# What To Take



## rives35 (Feb 1, 2005)

Hello everyone,

I am taking my first trip with my new trailer this weekend.







I was wondering, if there were two item you wouldn't leave home without, what would they be? I am excluding toiletries, cooking utensils, extension chords, food, drinks, etc.

We have all of theseitems listed above, but since it will be our first time, I was wondering what your suggestions would be. I am taking a piece of paper and an ink pen to start a list.

Thank you,


----------



## PDX_Doug (Nov 16, 2004)

Scott,

I would take a basic tool box. A selection of screwdrivers, pliers, hammer, wrenches, etc.

Things can go wrong at anytime, and as much as we would all like to think Keystones (or any other manufacturers) Q.C. are perfect. Problems are probably more likely to occur on your first trip than any other time







. Take a walk around your Outback, poke your head in the various hatches and openings, you should get an idea pretty quick of what tools you might need, and what you might be capable of fixing on site.

Item number two? No question...A BLENDER!!!









Next stop Margaritaville!









Happy Trails,
Doug


----------



## Mgonzo2u (Aug 3, 2004)

Cell phone, rugs for the floors and a broom to clean the floor often.


----------



## California Jim (Dec 11, 2003)

I never used to carry water or power extensions until the one time they wouldn't reach







Never leave without them now.


----------



## Thor (Apr 7, 2004)

Coffee Maker









Flashlight
Tool Box
Electrical Tape
Tie wraps
water hose and electrical extention
Map
Levelling blocks for side to side
electrical adaptor
Lots of Fun

Thor


----------



## RCColby (Oct 12, 2004)

Scott,
I always take my laptop computer for email and surfing when the park has wi-fi and also a small ladder is nice.
happy camping,
Bob


----------



## NDJollyMon (Aug 22, 2003)

PDX_Doug said:


> Next stop Margaritaville!
> 
> 
> 
> ...


I like your style!!!









A fan
A spaceheater


----------



## missouricamper (Jun 28, 2004)

Whatever you do, don't go out and buy a bunch of stuff right away. What is essential to one person goes unused by the next. What you like to do while camping will direct you. We spend most of our time outdoors, so our favorites would include:
lawn chairs
fire starters
hatchet
plastic tablecloth for the picnic table
aluminum foil for cooking

The one universal thing to get is a camper diary. Keep track of everything, where you go, what you did, what you forgot to bring, what campsite you were in, and the one you wished you had. Not only does it help plan trips and maintenance, you can relive your camping trips during the off season...


----------



## HootBob (Apr 26, 2004)

Hi everyone 
How about a camera
To keep a memory album of your trips
And a water filter 
Don


----------



## vdub (Jun 19, 2004)

A #2 square head screw driver.
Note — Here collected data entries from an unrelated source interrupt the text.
PR #8149, opened 2026-07-10
ci: annotate React Compiler lint failures

joshblack:
This PR updates our React Compiler lint task so failures create file annotations in GitHub Actions.

#### New

- Add GitHub Actions error annotations with the file, line, column, and compiler failure.

#### Changed

- Update the React Compiler CI task to remove Turbo log prefixes so GitHub can recognize workflow commands.

#### Removed

- None.

### Rollout strategy

- [ ] Patch release
- [ ] Minor release
- [x] None; this is a change to our internal CI workflow and has no public-facing impact.

### Testing & Reviewing

Reviewers can verify that:

- A React Compiler failure creates an annotation on the affected source file.
- The existing readable failure summary is still included in the job log.
- The lint task continues to pass without annotations when all migrated files compile.

### DIFF
--- a/.github/workflows/ci.yml
+++ b/.github/workflows/ci.yml
@@ -53,7 +53,7 @@ jobs:
       - name: Check className test coverage
         run: npm run test:classname-coverage
       - name: Check react compiler coverage
-        run: npx turbo run lint:react-compiler
+        run: npx turbo run lint:react-compiler --log-prefix=none
 
   test:
     runs-on: ubuntu-latest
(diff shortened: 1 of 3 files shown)


joshblack (commented):
@copilot could we make it so that it runs on all files but that it will only error if a file that's not in the exclusion list fails? In addition, files that are not migrated should only emit an info or warning level event. Make sure that the info includes the detail and suggestion for how to fix it, when possible

joshblack (commented):
@copilot actually instead of all files could it:

- Find the list of changed files in the PR
- Pass it along to the lint script
- If there is no overlap, do nothing with the changed files
- For files that intersect with the package, annotate them
- If they are in the not migrated section, use a notice
- If they are not in the not migrated section, use error

PR #8160, opened 2026-07-14
Export `PageLayout` resizable functionality

TylerJDev:
Part of https://github.com/github/core-ux/issues/2973, prerequisite to https://github.com/github/github-ui/pull/26724

Places `PageLayout` drag functionality into its own component: `packages/react/src/PageLayout/DragHandle.tsx`, to allow usage outside of `PageLayout`. 

The changes here aim to extend the modularity of `PageLayout` by breaking up the drag functionality. We keep the functionality exactly the same within `PageLayout`, but export the pieces that can be used in other components, (see https://github.com/github/core-ux/issues/2973 for more context).  

**PR changes**: 

- `packages/react/src/PageLayout/usePaneWidth.ts`
  - We make the `contentWrapperRef` prop optional so that other components can pass or omit a ref.
  - Changes in this file are mostly additive. 
- `packages/react/src/PageLayout/PageLayout.tsx`
  - We move `DragHandle` into its own component (`packages/react/src/PageLayout/DragHandle.tsx`)
  - We move some imports to `DragHandle`
- `packages/react/src/PageLayout/DragHandle.tsx`
  - Near 1:1 with what already existed within `PageLayout`.
  - Modified/added props, such as `dragTargetRef`.
  - Behavior remains the same.

#### Changed

* Moves `DragHandle` outside of `PageLayout.tsx`, into its own component.
* Adjusted some props to handle usage of `DragHandle` / `usePaneWidth` outside of `PageLayout` context.

### Rollout strategy

- [ ] Patch release
- [x] Minor release

### Testing & Reviewing

The behavior should be exactly the same as it is today in production. In addition, I've added a story (on dev) that shows what usage could look like when `DragHandle` is used outside of `PageLayout`. 

**Questions**

* Could we simplify the usage any more than what we have currently?
* Do we need to add new additions to our docs?


packages/react/src/PageLayout/DragHandle.tsx
```diff
@@ -0,0 +1,239 @@
...
+  onDragEnd,
+  onDoubleClick,
+  'aria-valuemin': ariaValueMin,
+  'aria-valuemax': ariaValueMax,
+  'aria-valuenow': ariaValueNow,
+  dragTargetRef,
+  contentWrapperRef,
+  formatValueText = defaultFormatValueText,
+  'data-component': dataComponent = 'PageLayout.DragHandle',
+}) {
```
TylerJDev, line 75: A near 1:1 with what we already had in `PageLayout`, just moved to its own file so that it can be exported.

There are a few changes, such as props to improve the portability. Behavior and functionality should remain the same within `PageLayout`.

packages/react/src/PageLayout/DragHandle.tsx
```diff
@@ -0,0 +1,239 @@
...
+export const DragHandle = memo<DragHandleProps>(function DragHandle({
+  handleRef,
+  onDragStart,
+  onDrag,
+  onDragEnd,
+  onDoubleClick,
+  'aria-valuemin': ariaValueMin,
+  'aria-valuemax': ariaValueMax,
+  'aria-valuenow': ariaValueNow,
+  dragTargetRef,
```
TylerJDev, line 71: This is different compared to how it was in `PageLayout`. Before we directly used `paneRef` via context, but now we pass `paneRef` via this prop in `PageLayout`. 

This is to support usage outside of `PageLayout`, where the target ref differs from the one within the PageLayout component.

packages/react/src/PageLayout/PageLayout.tsx
```diff
@@ -315,217 +312,6 @@ const SidebarDivider = memo<SidebarDividerProps>(function SidebarDivider({
   )
 })
 
-type DragHandleProps = {
```
TylerJDev, line 318: Drag handler functionality moved to `DragHandle.tsx`.

joshblack (approved):

PR #8161, opened 2026-07-14
docs: add initial style guide docs sections

joshblack:
WIP


.github/skills/style-guide/docs/component-props.md
```diff
@@ -0,0 +1,306 @@
...
+Use `has*` when the prop describes the presence of a structural visual element:
+
+- `hasBorder`
+
+Use `show*` or `hide*` when the prop explicitly controls visibility of optional
+content:
+
+- `showSelectAll`
+- `showSelectedOptionsFirst`
+- `hideTitle`
```
siddharthkp, line 96: should we have an opinion on which one to prefer based on the default value? 

`hideTitle: true | undefined (false)` vs showTitle: `undefined (true) | false`

.github/skills/style-guide/docs/component-props.md
```diff
@@ -0,0 +1,306 @@
...
+Use `children` for primary visible content when possible.
+
+Use semantic names for specific visible text:
+
+- `title`
+- `subtitle`
+- `description`
+- `placeholder`
+- `caption`
+- `text`
```
siddharthkp, line 144: text is the only one here that feels generic/non-semantic

PR #8174, opened 2026-07-16
Automate ADR-backed component review guidance

adierkens:
Closes #

Builds on #8173's small ADR-backed review trial by replacing its hand-authored instruction with a complete, validated policy generation system. Public ADRs and maintained contributor guidance produce path-scoped Copilot Code Review instructions; sanitized internal direction is limited to outcome-only rules.

#### New

- Structured public and outcome-only internal policy manifests
- Deterministic path-scoped instruction generation
- Reusable component-review skill and read-only reviewer agent
- Schema, privacy, source-digest, and generated-output tests

#### Changed

- Replaces the base PR trial instruction with the generated policy catalog
- ADR authoring guidance identifies review-policy impact
- CI checks generated guidance and lint autofix regenerates stale output

#### Removed

- The hand-authored four-rule trial instruction from the base PR

### Rollout strategy

- [ ] Patch release
- [ ] Minor release
- [x] None; review tooling, documentation, and CI only. No published package behavior changes.

### Testing & Reviewing

Review this after the base trial establishes that path-scoped ADR rules produce useful CCR feedback. Compare `contributor-docs/review-guidance/` with the generated instructions and consolidated skill reference. The internal policy intentionally excludes private provenance, identifiers, rationale, links, and alternatives.

Run `npm run test:review-guidance` and `npm run check:review-guidance`.


joshblack (commented):
I tried running this to see what kind of stuff it would output and I was surprised that it didn't seem to honor some of the ADRs 🤔 

As an example, I tried to create an accordion component locally and was surprised that it didn't follow the file conventions ADR to include a test file.

Could you do like a before/after kind of approach for what this kind of stuff would help out with compared to baseline? In just a one-off test it didn't seem to provide a better outcome but I also get how unscientific that is lol.

Happy to keep testing if that would be better, just wanted to leave a note while looking at this today 👀

adierkens:
@joshblack What prompts were you using?

I had it take a similar component, and same prompt and I could see the tool calls to the ADRs which made some changes to how it generated code. In the baseline example it used CSS modules, but didn't use shared mixins for focus (and did in the other), similarly my test-branch generated VRT and ART tests but the baseline one didn't.

joshblack:
@adierkens yeah it definitely called into them / saw the ADRs but it did not seem to apply all the rules from them (or at least I noticed that it didn't follow the test structure one).

I just used this as a one-off for the two:

```
let's make an accordion component. follow best practices, guidelines, etc and add it to the experimental entrypoint in the primer/react package
```

The baseline version did include this so it could also just be stochastic behavior here (e.g. if I ran it again I'm sure I'd get something different). The prompt itself could also be different, just wanted to see what would happen honestly and how much steering having the ADRs would change compared to baseline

You can almost take your Outback apart with one of those. Second, would be a leatherman or equivalent. Finally, a BBQ starter -- one of those that runs on butane that you click to light. Even if empty, the spark at the end will start your stove. Oh yeah, don't forget the wife and kids.....


----------



## CamperDC (Oct 30, 2003)

Missouricamper,
I really like the diary idea. I have not heard of that before. I would really neat to sit down with your camping diary many years from now and as you say "relive" your camping trips.

Great idea


----------



## GlenninTexas (Aug 11, 2004)

An appropriate jack such as a small hydrolic and lug wrench that fits your lug nuts. Also a torque wrench for the lug nuts.

wood for a campfire or two.

a bbq grill

some sort of carpet (outdoor type) to put in front of your entry door. I have an 8'x12' outdoor carpet, keeps the inside of the trailer much cleaner.
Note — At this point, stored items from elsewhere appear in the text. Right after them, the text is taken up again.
PR #8179, opened 2026-07-16
docs: add component spec skill

joshblack:
Closes #

### Rollout strategy

- [ ] Patch release
- [ ] Minor release

### DIFF
--- a/.changeset/blankslate-accessible-visuals.md
+++ b/.changeset/blankslate-accessible-visuals.md
@@ -1,0 +1,5 @@
+---
+'@primer/react': patch
+---
+
+Blankslate: Treat visuals as decorative, allow standalone primary actions, and render primary actions with defined `href` values as links.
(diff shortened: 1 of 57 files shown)


joshblack (commented):
@copilot update the spec skill so that markup examples include basic HTML markup in the spec. it shouldn't just refer to it, html code blocks should live in there. Also make sure playground and default stories do not reference the spec (and correct any that do)

joshblack (commented):
@copilot apply this feedback from @ericwbailey 

- If applicable, add keyboard navigation for behavior or interactions
- Communicate what states are allowed, in what context is a state permissible

joshblack (commented):
@copilot include responsive considerations, where applicable, for functionality. (does content change)

joshblack (commented):
@copilot include a "Log" section at the bottom and instructions to keep this updated with notable decisions or changes.

Add a reviewer agent for spec that is adversarial, make people who change the component spec prove why this change is needed.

And of course a cooler full of adult beverages.

Regards, Glenn


----------



## mswalt (Sep 14, 2004)

I forgot to take *coffee cups *with us on our first trip. We had to drink coffee out of our plastic glasses. Wasn't nearly as good!

Have a good trip! action

Mark


----------



## California Jim (Dec 11, 2003)

Oh yeah, good one Glenn. I forgot that. All the stuff to change a flat on your trailer. Check the lug nut size on both the wheels and the spare. I think they are different


----------



## Castle Rock Outbackers (Jan 18, 2004)

Well, instead of a diary, we do a website instead. I can look back fondly at camping trips from anywhere (with the proper technology in hand), and can easily share with friends no matter where they live. I find myself looking at our site often during major snow storms.









Our Camping Trips

Randy


----------



## BigBadBrain (Aug 26, 2004)

I put together journal page that we will be using for our camping trip. The low tech alternative that the kids can help with or even have as an entry for their own journal. We'll take a three-ring binder to keep them all in one place and to protect them a bit.

Wish we'd done this with our first two campers...

BBB


----------



## NDJollyMon (Aug 22, 2003)

Here is a link to a prior discussion on CAMPING LOGS, JOURNALS, DIARIES and such:

Forum Discussion on Camping Journals


----------



## outtatown (Feb 15, 2005)

beer...coozies for beer, pretzels to go with beer, ice for beer, more beer.


----------



## dmbcfd (Sep 8, 2004)

Disposable gloves for handling the sewer hose.
Cell phone
Coax cable in case the site has cable TV and it rains
A TV in case it rains
Raincoats in case it rains
An umbrella in case it rains
Walkie Talkies
Propane for grill, lantern, etc.
Batteries
Batteries
Batteries

Good luck and have fun, even if it rains.

Steve


----------



## rennerbee (Jul 25, 2004)

a Laundry Hamper is a MUST! I don't know about you, but we seem to change clothes multiple times throughout the camping day. We took our first trip without it even crossing our mind until the clothes started piling up like a volcano about to erupt! No it is a MUST have.

And I would suggest the blender for the 'rita's too...yummmmmmmmm


----------